** What the exercise asks **
Reproduce verbatim the final portion of the material below, from the line containing "in theory i" through its last line, and nothing else.

** Data listing **
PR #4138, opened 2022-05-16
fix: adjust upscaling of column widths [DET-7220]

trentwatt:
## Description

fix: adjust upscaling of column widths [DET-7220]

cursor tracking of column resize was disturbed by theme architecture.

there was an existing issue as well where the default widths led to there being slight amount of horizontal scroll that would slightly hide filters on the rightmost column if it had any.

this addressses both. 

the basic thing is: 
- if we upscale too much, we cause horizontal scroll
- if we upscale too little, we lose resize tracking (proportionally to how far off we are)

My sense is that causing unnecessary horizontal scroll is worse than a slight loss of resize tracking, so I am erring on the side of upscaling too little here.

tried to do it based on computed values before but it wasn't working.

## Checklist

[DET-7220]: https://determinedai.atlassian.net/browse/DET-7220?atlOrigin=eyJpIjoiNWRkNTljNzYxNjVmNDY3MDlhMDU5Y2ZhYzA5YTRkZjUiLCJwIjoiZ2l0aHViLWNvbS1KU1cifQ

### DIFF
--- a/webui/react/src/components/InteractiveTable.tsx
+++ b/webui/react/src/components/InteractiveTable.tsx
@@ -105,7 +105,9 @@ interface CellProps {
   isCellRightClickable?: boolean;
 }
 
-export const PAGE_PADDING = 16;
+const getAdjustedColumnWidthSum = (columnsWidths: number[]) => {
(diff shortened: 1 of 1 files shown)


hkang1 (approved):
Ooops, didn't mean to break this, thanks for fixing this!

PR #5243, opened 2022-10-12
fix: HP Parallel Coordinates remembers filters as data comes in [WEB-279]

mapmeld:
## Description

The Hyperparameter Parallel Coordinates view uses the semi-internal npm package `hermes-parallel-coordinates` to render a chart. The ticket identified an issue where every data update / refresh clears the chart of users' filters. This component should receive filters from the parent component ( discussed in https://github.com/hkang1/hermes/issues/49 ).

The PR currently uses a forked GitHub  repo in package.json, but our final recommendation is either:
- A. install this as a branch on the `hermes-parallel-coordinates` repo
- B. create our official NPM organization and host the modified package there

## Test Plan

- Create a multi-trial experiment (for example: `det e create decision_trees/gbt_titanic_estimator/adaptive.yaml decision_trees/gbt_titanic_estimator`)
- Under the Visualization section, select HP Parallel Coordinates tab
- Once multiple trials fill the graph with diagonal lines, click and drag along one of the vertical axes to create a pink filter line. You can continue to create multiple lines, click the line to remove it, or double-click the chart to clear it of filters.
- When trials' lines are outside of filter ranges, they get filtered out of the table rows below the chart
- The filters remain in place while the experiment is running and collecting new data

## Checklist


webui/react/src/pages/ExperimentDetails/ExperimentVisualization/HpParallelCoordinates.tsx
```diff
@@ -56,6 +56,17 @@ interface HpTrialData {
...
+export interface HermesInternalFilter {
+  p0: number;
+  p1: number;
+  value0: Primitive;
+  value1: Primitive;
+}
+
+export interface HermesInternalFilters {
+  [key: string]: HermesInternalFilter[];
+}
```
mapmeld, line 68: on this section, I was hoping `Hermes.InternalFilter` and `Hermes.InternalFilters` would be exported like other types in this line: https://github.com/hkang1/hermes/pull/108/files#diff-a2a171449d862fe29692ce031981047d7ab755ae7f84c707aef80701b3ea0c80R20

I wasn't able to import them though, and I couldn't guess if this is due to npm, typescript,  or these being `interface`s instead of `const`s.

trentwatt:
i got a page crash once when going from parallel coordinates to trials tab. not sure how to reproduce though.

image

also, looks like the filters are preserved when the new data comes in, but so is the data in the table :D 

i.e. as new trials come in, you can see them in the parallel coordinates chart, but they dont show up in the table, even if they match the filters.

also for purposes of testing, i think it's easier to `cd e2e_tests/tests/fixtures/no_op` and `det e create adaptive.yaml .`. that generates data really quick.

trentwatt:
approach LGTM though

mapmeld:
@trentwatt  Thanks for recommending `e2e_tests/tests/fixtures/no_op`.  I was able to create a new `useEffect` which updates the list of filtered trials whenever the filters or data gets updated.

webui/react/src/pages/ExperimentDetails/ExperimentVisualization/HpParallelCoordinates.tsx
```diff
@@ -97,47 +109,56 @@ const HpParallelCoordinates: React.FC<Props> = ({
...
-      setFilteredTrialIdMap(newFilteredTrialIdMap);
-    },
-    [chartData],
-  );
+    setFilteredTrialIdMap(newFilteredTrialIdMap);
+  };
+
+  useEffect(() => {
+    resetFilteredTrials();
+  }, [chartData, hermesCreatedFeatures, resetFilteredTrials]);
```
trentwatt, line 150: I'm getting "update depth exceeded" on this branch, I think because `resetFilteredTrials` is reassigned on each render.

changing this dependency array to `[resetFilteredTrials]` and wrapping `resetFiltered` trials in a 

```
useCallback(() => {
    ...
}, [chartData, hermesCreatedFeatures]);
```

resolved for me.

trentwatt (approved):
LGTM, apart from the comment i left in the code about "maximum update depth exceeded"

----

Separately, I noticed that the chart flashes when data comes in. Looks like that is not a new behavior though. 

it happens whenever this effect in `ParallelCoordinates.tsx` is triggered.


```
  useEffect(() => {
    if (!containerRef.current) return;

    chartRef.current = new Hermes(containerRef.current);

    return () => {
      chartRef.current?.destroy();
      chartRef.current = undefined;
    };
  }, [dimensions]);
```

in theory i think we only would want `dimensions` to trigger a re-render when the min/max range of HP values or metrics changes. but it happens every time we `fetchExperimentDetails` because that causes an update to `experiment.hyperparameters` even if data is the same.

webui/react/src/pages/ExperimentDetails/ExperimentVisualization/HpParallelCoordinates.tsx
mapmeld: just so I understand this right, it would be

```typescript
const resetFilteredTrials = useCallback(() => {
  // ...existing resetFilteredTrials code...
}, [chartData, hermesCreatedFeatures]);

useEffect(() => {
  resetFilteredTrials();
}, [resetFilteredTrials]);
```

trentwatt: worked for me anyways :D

** Solved exercise **
in theory i think we only would want `dimensions` to trigger a re-render when the min/max range of HP values or metrics changes. but it happens every time we `fetchExperimentDetails` because that causes an update to `experiment.hyperparameters` even if data is the same.

webui/react/src/pages/ExperimentDetails/ExperimentVisualization/HpParallelCoordinates.tsx
mapmeld: just so I understand this right, it would be

```typescript
const resetFilteredTrials = useCallback(() => {
  // ...existing resetFilteredTrials code...
}, [chartData, hermesCreatedFeatures]);

useEffect(() => {
  resetFilteredTrials();
}, [resetFilteredTrials]);
```

trentwatt: worked for me anyways :D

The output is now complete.